The Mark IV continues all the fun goodness of the Mark II, though I really do miss the interlocks that required two hands to change major settings on the Mark I and II. (I hate having the settings change themselves while the camera is over my shoulder.) The biggest difference with the Mark IV is the high-ISO performance. I shot a production of The Grapes of Wrath this winter, and was one of the darkest plays I've shot in awhile, both in content and lighting design. I ended up shooting most of it at 3200 and a big chunk at 6400, and the images are terrific. I simply could not have shot at all with the Mark II.

I still have the Mark II bodies, and still occasionally pull one out of the locker when I need a third camera for a long lens or a remote or something. (Speaking of which, what battery did you get that gives you thousands of photos per charge? The Mark II eats batteries, although maybe they are just old....)

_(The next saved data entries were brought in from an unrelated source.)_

PR #6042, opened 2017-06-14
Extend DiffOp so it allows to take gradients of multidimensional inputs

ASpeiser:
Edited DiffOp so you can take gradients for inputs with more than 1 dimension

### DIFF
--- a/theano/tensor/extra_ops.py
+++ b/theano/tensor/extra_ops.py
@@ -453,15 +453,11 @@ class DiffOp(theano.Op):
     def grad(self, inputs, outputs_gradients):
         inputs = inputs[0]
 
-        if inputs.ndim != 1:
-            raise NotImplementedError("Grad is not implemented for inputs with"
-                                      "number of dimension other than 1.")
-
         z = outputs_gradients[0]
 
         def _grad_helper(z):
-            pre = basic.concatenate([[0.], z])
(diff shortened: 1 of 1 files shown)


theano/tensor/extra_ops.py
```diff
@@ -453,15 +453,11 @@ def perform(self, node, inputs, output_storage):
...
-        if inputs.ndim != 1:
-            raise NotImplementedError("Grad is not implemented for inputs with"
-                                      "number of dimension other than 1.")
-
         z = outputs_gradients[0]
 
         def _grad_helper(z):
-            pre = basic.concatenate([[0.], z])
-            app = basic.concatenate([z, [0.]])
+            pre = basic.concatenate([T.zeros(T.sum(z,axis=self.axis,keepdims=True).shape), z],axis=self.axis)
```
nouiz: thanks for the PR. The test theano/tests/test_flake8.py will fail. You need a space after the comma. I'll stop travis as it won't help build this PR and yesterday it was overloaded.

This PR also need test in the file tensor/tests/test_extra_ops.py to test the new fonctionality.

nouiz:
We will do a Theano 0.10beta3 Monday. So if someone can add the missing tests, it could get included. I don't have time to do this.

Keep trucking, and enjoy what you enjoy.

Will Alan said...

Do you mind mentioning your battery brand/source?

atmtx said...

Kirk,

What an incredible deal you negotiated. I'm going with you the next time I need equipment! Those 1D cams are built like tanks too.

Andy

SS Buchanan said...

I migrated up to a 1DMkIV because I'd reached a point where I decided I needed the extra features (primarily the crazy ISO).

It's surprising how quickly that "big, heavy" body becomes normal, and anything smaller feels like a toy.

I love the MkIV, the only thing that annoys me is the lack of UWA on the 1.3 crop, but I'm looking to Frankenstein that soon, so I'll no longer have any complaints.

The MkIV gets rid of those AF complaints from the III, and has a nicer LCD (it's REALLY nice :) ).

Peter Frailey said...

Just curious, Kirk. Did you sell your Oly dSLR gear when you switched over to Canon last year? It occurred to me that you tend to keep stuff rather than sell it off... For example, all those old lenses you've put on the PEN.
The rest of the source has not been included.